Can you elaborate as to why you think they are fake? I just would like to know for the future and so I can call them out on it.


----------



## Regiampiero (Jan 18, 2013)

bcthomp83 said:


> Can you elaborate as to why you think they are fake? I just would like to know for the future and so I can call them out on it.


Well for starter its not even a good fake. The labels are miss aligned (home printer made) and the colors on the label are flaky. Those are quick signs of a bad fake.

Secondly, the new Cohiba have holograms all over the golden part. Here is what they're supposed to look like.

http://halfwheel.com/wp-content/uploads/2016/04/Cohiba-Medio-Siglo-3.jpg

Sorry for being the barer of bad news, but they're fake and I wouldn't even smoke them for fear of what's inside them.


----------



## csk415 (Sep 6, 2016)

Check out this link for an idea of real and fake bands. 
Counterfeit Gallery


----------



## bcthomp83 (Nov 3, 2016)

Regiampiero said:


> Well for starter its not even a good fake. The labels are miss aligned (home printer made) and the colors on the label are flaky. Those are quick signs of a bad fake.
> 
> Secondly, the new Cohiba have holograms all over the golden part. Here is what they're supposed to look like.
> 
> http://halfwheel.com/wp-content/uploads/2016/04/Cohiba-Medio-Siglo-3.jpg


Thank you very much for your input and for the picture. I did think it was strange that the font was not aligned correctly. And now looking at the picture that you posted, it's pretty clear that these are fake.

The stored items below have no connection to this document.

PR #8434, opened 2021-04-16
fix(modal): set pagination background color within modals

### LINKED ISSUE #8433: Pagination component’s select doesn’t have a “bx--pagination_select” style

- [ ] `carbon-components`

## Detailed description

The pagination component’s select doesn’t have a “bx--pagination_select” style on it to prevent the default override in modals (something that is already done for the left/right nav buttons - bx--pagination__button). This means that the pagination component’s select style is not overridden in modal container. As a result, the background of the select component (used in pagination component) doesn’t change to the modal background colour.

I am raising this for an external partner, so feel free to ask any questions and I can follow up them to get more details! 🙂 

## Additional information

Screenshot 2021-04-14 at 17 46 40
Screenshot 2021-04-14 at 17 47 04

emyarod:
Closes #8433

This PR sets the correct pagination background color when used within modals. The pagination components should be removed from the stories before merging

#### Testing / Reviewing

Confirm that full size pagination components nested within modals receive the correct background colors

### DIFF
--- a/packages/components/src/components/modal/_modal.scss
+++ b/packages/components/src/components/modal/_modal.scss
@@ -50,6 +50,8 @@
     }
 
     // V11: Question for design: do we have an updated tokens for fields that exist on `layer`?
+    .#{$prefix}--pagination,
+    .#{$prefix}--pagination__control-buttons,
     .#{$prefix}--text-input,
     .#{$prefix}--text-area,
     .#{$prefix}--search-input,
--- a/packages/react/src/components/Modal/Modal-story.js
+++ b/packages/react/src/components/Modal/Modal-story.js
@@ -13,8 +13,6 @@ import {
   object,
   optionsKnob as options,
   select,
-  number,
-  array,
   text,
   withKnobs,
 } from '@storybook/addon-knobs';
@@ -24,7 +22,6 @@ import Select from '../Select';
 import SelectItem from '../SelectItem';
 import TextInput from '../TextInput';
 import mdx from './Modal.mdx';
-import Pagination from '../Pagination';
 
 const sizes = {
   'Extra small (xs)': 'xs',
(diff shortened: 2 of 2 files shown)


tw15egan (approved):
LGTM, thanks for adding in the demo story!

laurenmrice (changes requested):
- The form components are not being displayed correctly in the modal unless you turn on the `Modal contains a form` knob. But when this knob turns on, the `p` text should not be lengthening, it should wrap at 20% of the modal.

Artboard

- The pagination component example is visually broken if the form knob isn’t turned on. When the form knob is turned on, playing with the pagination makes it break.
Screen Shot 2021-04-17 at 10 50 05 AM

Apr-16-2021 13-54-39

- Can we take the specific example of pagination out before being merging (similarly like we did with data table inline inputs?)

emyarod:
I'm unable to replicate the issue with the broken pagination when the form knob is off

image

for the `p` text lengthening when the form knob is on, that appears to be separate from this change and an existing problem so I can address it in another ticket

laurenmrice:
@emyarod It is happening in Firefox (88.0). I am up to date. I also had another person test this and they it is broken for them as well.

- The pagination also seems to have a visual issue with the top rule not extending all the way to the end of the component. This is happening in Firefox/Chrome/Safari.
Screen Shot 2021-04-19 at 1 57 15 PM

emyarod:
I was testing in Firefox as well and I saw the top rule issue but haven't seen the spacing issue from earlier

dakahn (approved):

tay1orjones (commented):
@emyarod I was able to reproduce the issue. FF v86 and then I updated to v88 and it still happened.

modal sizing

emyarod:
my earlier screenshots were from FF 89/90 so I will have to look into this further. I don't believe these would be caused by the color token changes in this PR so it's likely an existing issue with trying to use pagination components within modals

emyarod:
my guess is this would be related to the forced 20% right padding on the non-form modal content since the pagination component isn't responsive within modals. how should the pagination component appear in these scenario?

tw15egan:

If anyone else has any other input though, I would love to hear! Thanks Regiampiero!


----------



## bcthomp83 (Nov 3, 2016)

csk415 said:


> Check out this link for an idea of real and fake bands.
> Counterfeit Gallery


Great, Thank you!


----------



## Regiampiero (Jan 18, 2013)

csk415 said:


> Check out this link for an idea of real and fake bands.
> Counterfeit Gallery


It's a good start, but this list is outdated. Not sure if CA has made a newer one.



bcthomp83 said:


> Great, Thank you!


No problem my good sir, that's why we're here.


----------



## Cigary (Oct 19, 2007)

I visit Key West quite a bit as well as the Keys and you can't swing a dead cat without hitting up some cigar place that says they sell authentic Cubans...kind of like traveling in the Caribbean and Cozumel where everybody with a cardboard hut is selling authentic Cubans as well. So many posts on what a "real" Cuban cigar looks like that I still am amazed that in this day and age with information being a few keystrokes away that people will still purchase fake products like Cuban Cigars.


----------



## talisker10 (Nov 6, 2015)

Cubans never come covered in cellophane.


----------



## Regiampiero (Jan 18, 2013)

talisker10 said:


> Cubans never come covered in cellophane.


Huh? There's plenty if Cubans that come in cello, but now that I think about it they're all machine made. Interesting, I've not paid that much attention to the hand rolled ones.


----------



## bpegler (Mar 30, 2006)

talisker10 said:


> Cubans never come covered in cellophane.


Some of the older ones did, particularly the machine made:








H Upmann Belvederes, 1980s.

Now discontinued.


----------



## bpegler (Mar 30, 2006)

Regiampiero said:


> Huh? There's plenty if Cubans that come in cello, but now that I think about it they're all machine made. Interesting, I've not paid that much attention to the hand rolled ones.


Only puritos come in cellophane now, but some of the pre 2003 MMS are probably still available.


----------